One important thing that one would need to do in order to implement this on real photos is to improve the distance algorithm. For example, one can rewrite the distance formula above to normalize the standard deviations in addition to the means to improve performance. One can also do the RGB or HSV values independently for each mozaic region, and one can also use scripting to distort the text by a few pixels in each direction and compare as well (which still leaves you with a feasible number of comparisons on a fast PC). One can also employ algorithms similar to existing nearest-shape algorithms to help improve the reliability of this on real photos.
So yes, I used an image against itself and designed it to work here. But the algorithem can surely be improved to work on real stuff. I don't have the time nor desire to improve this any further, though, because I'm not the one after your information. But one thing is for sure: it's a very easy situation to fix. Don't use simple mosaics to blur your image. All you do is reduce the amount of information from an image containing only log(10^N)/log(2) effective bits of account data. When you distribute such images, you want toeliminate personal information, not obscure it by reducing the amount of visual information in the image.
Think about creating a 100x100 graphic on the screen. now lets say i just averaged out the entire graphic and replaced every pixel with the whole average (i.e. turn it into a single pixel "mosaic"). You have just created a function that starts with 256^(10000) possibilities and hashes it to 256 possibilities. There is obviously no way with the resulting 8 bits of information you can possibly reverse it to the original image. However, if you know that the original image was one of 10 possibilities, you can easily have success at determining which of the original images was used from just knowing the resulting 8-bit number.
Analogy to a dictionary attack
Most UNIX/Linux system administrators know that /etc/passwd or /etc/shadow store passwords encrypted using one-way encryption such as Salt or MD5. This is reasonably secure since nobody will ever be able to decrypt the password from looking at its ciphertext. Authentication occurs by performing the same one-way encryption on the password entered by the user logging in, and comparing that result to the stored one-way result. If the two match, the user has successfully authenticated.

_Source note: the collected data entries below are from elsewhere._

PR #2480, opened 2026-06-13
feat: azure entra id and one drive integrations

golanglemonade:
- Tested + updated the Azure EntraID integration for directory sync
   - When testing in dev against an account that is not used as a primary IDP (e.g. our emails are not coming from MSFT so you cannot login correctly) you must specifiy the `defaulttentant`. This should only be used in dev, in production this should be empty
   
image

- Added onedrive integration for document policy view, needs the updated UI: https://github.com/theopenlane/openlane-ui/pull/1933
   - This uses an iframe to view in console - non-personal onedrive accounts do not export to HTML, so needed to either do iframe, PDF, or try to get the HTML ourselves. Went with support for iframe in the UI and have PDF in order to allow bulk PDF export (will be a future PR) from our UI. 
   - Added a common interface for both exports (google and onedrive) so that usage outside the integration (e.g. in the policy resolver) can use the same functions and not a long switch statement


theopenlane-bender:

**📋 Draft PR**: https://github.com/theopenlane/openlane-infra/pull/992

### Changes Preview:
✅ Updated ConfigMap template

- 🔄 Merged Helm values.yaml

adelowo (approved):

PR #2483, opened 2026-06-15
fix: confirm SSO emails before session creation

Little709:
## Summary

SSO/OIDC callback provisioning currently creates or loads the user, then immediately builds the authenticated session. Unlike the OAuth registration path, it does not mark the OIDC-verified email address as confirmed first.

That means hooks tied to email confirmation, including matching-domain organization auto-join and pending invite acceptance, do not run before session generation.

This change marks the user's email as confirmed after successful OIDC token exchange and user provisioning, before building the authenticated session. The existing email-confirmation hooks can then perform the expected organization membership setup.

## Why

OIDC identity providers have already verified the email claim in the returned ID token. Treating that email as confirmed keeps SSO behavior aligned with the existing organization auto-join flow.

## Testing

Not run locally. Verified by code inspection against the existing `setEmailConfirmed` helper and user-setting email-confirmation hook behavior.


golanglemonade (approved):
thanks @Little709!

golanglemonade:
@Little709 the test failure looks unrelated to your change, I'm taking a look.

golanglemonade:
> @Little709 the test failure looks unrelated to your change, I'm taking a look.

@Little709 Try a rebase, it should pass now

matoszz:
@Little709 I'm incorporating your proposed changed into https://github.com/theopenlane/core/pull/2520 , so going to close this one 🙏  Thank you for your contribution and the valid addition; this was a good catch 👍

PR #2510, opened 2026-06-17
Auditor fixes

adelowo:


internal/ent/schema/review.go
```diff
@@ -294,7 +294,6 @@ func (Review) Annotations() []schema.Annotation {
 func (r Review) Policy() ent.Policy {
 	return policy.NewPolicy(
 		policy.WithMutationRules(
-			policy.CheckOrgWriteAccess(),
```
golanglemonade, line 297: I think this just needs to be re-ordered so its after CheckCreateAccess instead of deleted, it allows admins+ access to all reviews - I think it might just need to come after policy.CheckCreateAccess because it returns access denied

golanglemonade (approved):

PR #2516, opened 2026-06-17
disable integrations execution if org does not have a valid subscription

adelowo:
also includes the check and disabling on the billing reconciliation process too


internal/entitlements/reconciler/reconciler_test.go
```diff
@@ -84,3 +86,48 @@ func TestReconcileResult(t *testing.T) {
...
+		{
+			name: "subscription is active",
+			sub: &ent.OrgSubscription{
+				Active:                   true,
+				StripeSubscriptionStatus: string(stripe.SubscriptionStatusActive),
+			},
+			want: true,
+		},
+		{
+			name: "subscription is inactive",
```
golanglemonade, line 109: can you add one more test case for active = false and status = trialing so we make sure we don't disable integrations for tirals?

golanglemonade (approved):

PR #2520, opened 2026-06-18
Configurable SSO Exclusion (Org level + User level), Organization Consent + Support Access Capabilities

matoszz:
- Organizations can exempt individual members or entire email domains from enforced SSO
- Invitations can grant a member an SSO exemption the moment they accept
- A domain can never sit in both the SSO-exempt and allowed lists at once
- Multi-factor enforcement still applies to exempt users
- SSO enforcement no longer disables auto-join or allowed-domain membership controls
- Personal access tokens skip SSO authorization when their owner is exempt
- Adds the ability for Openlane support to enter a consenting organization via a shared password plus a domain-restricted identity provider (support access should not be predicated on a literal Openlane user, so this was made to be purely environment based)
- Support sessions stay scoped to the one consented organization and attribute every action to the support identity while recording the real engineer behind it
- Support and impersonation sessions can be ended and revoked at logout, not just left to expire


theopenlane-bender:

**📋 Draft PR**: https://github.com/theopenlane/openlane-infra/pull/1010

### Changes Preview:
✅ Updated ConfigMap template

- 🔄 Merged Helm values.yaml

common/go.mod
```diff
@@ -91,12 +91,12 @@ require (
...
 	golang.org/x/exp v0.0.0-20260508232706-74f9aab9d74a // indirect
 	golang.org/x/mod v0.37.0 // indirect
-	golang.org/x/net v0.56.0 // indirect
+	golang.org/x/net v0.55.0 // indirect
 	golang.org/x/sync v0.21.0 // indirect
 	golang.org/x/sys v0.46.0 // indirect
 	golang.org/x/text v0.38.0 // indirect
-	golang.org/x/tools v0.46.0 // indirect
-	google.golang.org/genproto/googleapis/api v0.0.0-20260526163538-3dc84a4a5aaa // indirect
+	golang.org/x/tools v0.45.0 // indirect
```
golanglemonade: Can you fix these downgrades when you rebase 🙏

internal/httpserve/handlers/support_test.go
```diff
@@ -0,0 +1,270 @@
...
+	assert.Equal(t, org.ID, cbOut.OrganizationID)
+	assert.Equal(t, "engineer@theopenlane.io", cbOut.Impersonator)
+
+	// the minted token must carry both identities: the virtual support user and the individual
+	claims, err := suite.h.TokenManager.ValidateImpersonationToken(context.Background(), cbOut.Token)
+	require.NoError(t, err)
+	assert.Equal(t, "01JSPPRT000000000000000000", claims.UserID, "target is the virtual support identity")
+	assert.Equal(t, "engineer@theopenlane.io", claims.ImpersonatorID, "impersonator is the individual from the IdP")
+	assert.Equal(t, "support", claims.Type)
+	assert.Equal(t, org.ID, claims.OrgID)
```
golanglemonade, line 145: Can you add a few simple checks to make sure support can query data in the org + make updates?

internal/httpserve/handlers/support.go
```diff
@@ -0,0 +1,296 @@
...
+	token, err := h.TokenManager.CreateImpersonationToken(reqCtx, tokens.CreateImpersonationTokenOptions{
+		ImpersonatorID:    individualEmail,
+		ImpersonatorEmail: individualEmail,
+		TargetUserID:      cfg.SubjectID,
+		TargetUserEmail:   cfg.Email,
+		OrganizationID:    orgCookie.Value,
+		Type:              string(auth.SupportImpersonation),
+		Reason:            reason,
+		Duration:          duration,
+		Scopes:            []string{"read", "write"},
```
golanglemonade: What do these scopes actually do? Seems like this might be part of a dead-code path?

golanglemonade (commented):
LGTM; just a few questions/comments

internal/ent/hooks/orgsetting_sso.go
```diff
@@ -11,29 +13,80 @@ import (
...
+// hasIdentityProviderConfigFields reports whether all identity provider configuration fields are part of
+// the mutation, matching the original trigger so the enforcement reset and validation only run for IdP changes
+func hasIdentityProviderConfigFields(m *generated.OrganizationSettingMutation) bool {
+	_, provider := m.IdentityProvider()
+	_, clientID := m.IdentityProviderClientID()
+	_, clientSecret := m.IdentityProviderClientSecret()
+	_, discovery := m.OidcDiscoveryEndpoint()
+	_, enforced := m.IdentityProviderLoginEnforced()
+
+	return provider && clientID && clientSecret && discovery && enforced
```
golanglemonade: Shouldn't this be an _or_? This would require all the fields to be set to reset the status but couldn't you just set one?

internal/ent/hooks/orgsetting_sso.go
```diff
@@ -11,29 +13,80 @@ import (
...
+}
+
+// validateExemptDomainsDisjoint ensures a domain is never both in allowed_email_domains and
+// sso_exempt_domains; a domain cannot be allowed for access and excluded from SSO enforcement at once
+func validateExemptDomainsDisjoint(ctx context.Context, m *generated.OrganizationSettingMutation) error {
+	exempt := resolvedDomains(ctx, m.SSOExemptDomains, m.OldSSOExemptDomains)
+	allowed := resolvedDomains(ctx, m.AllowedEmailDomains, m.OldAllowedEmailDomains)
```
golanglemonade: Doesn't allowedDomains prevent users without those domains from logging in at all? So if I had:

AllowedDomains: `acme.io`, `myauditor.com` - but I want to disabled sso for `myauditor.com` this would prevent that? 

I think if we want this we need to change AllowedDomains to only be used for the auto-join functionality and not access to the org?

internal/ent/privacy/rule/scopes.go
```diff
@@ -120,6 +120,13 @@ func CheckSubjectScope(ctx context.Context, objectType string, relation string,
 		return privacy.Skip
 	}
 
+	// org-scoped support sessions hold every scope for their organization, equivalent to a fully scoped
+	// token; delete is excluded so support cannot remove organizations or their objects
+	if caller, ok := auth.CallerFromContext(ctx); ok && caller != nil && caller.OrganizationID != "" &&
+		caller.Has(auth.CapOrgSupport) && !strings.HasPrefix(scopedRelation, CanDeletePrefix) {
+		return privacy.Allow
+	}
```
golanglemonade, line 135: We should short circuit the `delete` requests so they don't go and check FGA next, can either just do prviacy.Deny, or use the same `ErrRequiredScopeNotSet` we use for api tokens. 


```suggestion
	if caller, ok := auth.CallerFromContext(ctx); ok && caller != nil && caller.OrganizationID != "" &&
		caller.Has(auth.CapOrgSupport) {
		if !strings.HasPrefix(scopedRelation, CanDeletePrefix) {
			return privacy.Allow
		}
		
		logx.FromContext(ctx).Info().Str("scope", scopedRelation).Str("user_id", caller.SubjectID).Msg("support attempting to perform action thats not allowed")
		
		return ErrRequiredScopeNotSet
	}
```

internal/ent/hooks/orgsetting_sso.go
matoszz: AllowedDomains IS only used for auto join functionality, you don't have to set allowed domains to have SSO enforcement on or off, and AllowedDomains is mutually exclusive with disabled for SSO

internal/ent/hooks/orgsetting_sso.go
matoszz: Not entirely sure what you mean

golanglemonade: this needs an or `return provider || clientID || clientSecret || discovery || enforced`  so that if _any_ of these fields are changed SSO tested is reset. This matches the previous behavior.

golanglemonade (dismissed):

adelowo (approved):

PR #2525, opened 2026-06-18
Add Trust Center Subscribers, Email Send, Subprocessor Update Notifications

matoszz:
- Enable external users to subscribe to trust center updates
- Unsubscribe via a tokenized link, with per-recipient unsubscribe URLs in emails
- Send subscriber emails through campaigns, branded automatically from the trust center's configuration (or fallback if not configured)
- Email subscribers when a trust center post is published, only when the author opts in
- Email subscribers when subprocessors change, only when the trust center has that option enabled
- Debounce and coalesce update emails so subscribers get one notification instead of a burst
- Track who was notified and which subprocessors were included in each notification
- Automatically link new subscribers to existing contacts and users


internal/ent/schema/subscriber.go
```diff
@@ -114,7 +127,10 @@ func (s Subscriber) Mixin() []ent.Mixin {
 	return mixinConfig{
 		additionalMixins: []ent.Mixin{
 			newOrgOwnedMixin(s,
-				withSkipTokenTypesObjects(&token.VerifyToken{}, &token.SignUpToken{}), withSkipForSystemAdmin()),
+				withSkipTokenTypesObjects(&token.VerifyToken{}, &token.SignUpToken{}),
+				withSkipForSystemAdmin(),
+				withAllowAnonymousTrustCenterAccess(true),
```
golanglemonade, line 132: Why do anon trust center users need to access the subscriber schema? This would allow someone to use a anon token and pull all subscribers to a trust center?

internal/ent/schema/subscriber.go
```diff
@@ -136,10 +169,18 @@ func (Subscriber) Hooks() []ent.Hook {
...
 func (Subscriber) Indexes() []ent.Index {
 	return []ent.Index{
+		// legacy organization-level subscribers (no trust center) remain unique per org
 		index.Fields("email", ownerFieldName).
 			Unique().
 			Annotations(
-				entsql.IndexWhere("deleted_at is NULL and unsubscribed = false"),
+				entsql.IndexWhere("deleted_at is NULL and unsubscribed = false and trust_center_id IS NULL"),
+			),
+		// trust center subscribers are unique per trust center, allowing the same email to
```
golanglemonade, line 178: Organizations can only have one trust center though? https://github.com/theopenlane/core/blob/ea94b3492ce6abf9b4798504a7c96f3ee1c916b8/internal/ent/hooks/trustcenter.go#L41

golanglemonade (approved):

PR #2553, opened 2026-06-29
Store MD5 hash on every file upload and validate trustcenter submissions

adelowo:


golanglemonade (approved):
Looks good, can you remove the no-longer needed fields from the client side (trust center ui repo) and mark the PR as dependent of this one?

PR #2554, opened 2026-06-30
Auditor should be able to view org avatars

adelowo:


fga/model/roles/roles.fga
```diff
@@ -14,7 +14,7 @@ extend type organization
     define owner: [user] or owner from parent
 
     # @create: comment, discussion, task
-    # @view: control, subcontrol, program, evidence, internal_policy, procedure, review, platform
+    # @view: control, subcontrol, program, evidence, file, internal_policy, procedure, review, platform
```
golanglemonade: This would give them access to _all_ files in the org, I dont think we want that, the parent_viewer on fiel you have there should do the trick?

fga/tests/tests.yaml
```diff
@@ -830,6 +830,18 @@ tests:
           can_view: true
           can_edit: true
           can_delete: true
+      - user: user:ulid-auditor # organization auditor should be able to view organization files
+        object: file:file-org-context
+        assertions:
+          can_view: true
```
golanglemonade, line 836: Auditor should _only_ be able to see files based on the parent, not all files. 
```suggestion
          can_view: false
```

golanglemonade (approved):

It is well known that the one-way encryption scheme is easily broken when the user picks a dictionary word as their password. All an attacker would have to then do is encipher the entire English dictionary and compare the ciphertext of each word to the ciphertext stored in /etc/passwd and pick up the correct word as the password. As such, users are commonly advised to pick more complex passwords that are not words. The dictionary attack can be illustrated like this:
The similary to the dictionary attack on the blured image attack lies in the fact that blurring an image is a one-way encryption scheme. You are converting the image you have into another image designed to be unreadable. However, since account numbers only typically go up to the millions, we can assemble a "dictionary" of possible account numbers - that is, all the numbers from 0000001 to 9999999, for example, use an automated image processor to photoshop each of those numbers onto a photo of a blank check, and blur each image. At that point, one can simply compare the blurred pixels to see whatmost closely matches the original blurred photo we have.
Solution
The solution is simple: Don't blur your images! Instead, just color over them:
Remember, you want to leave your visitors with NO information, not blurred information.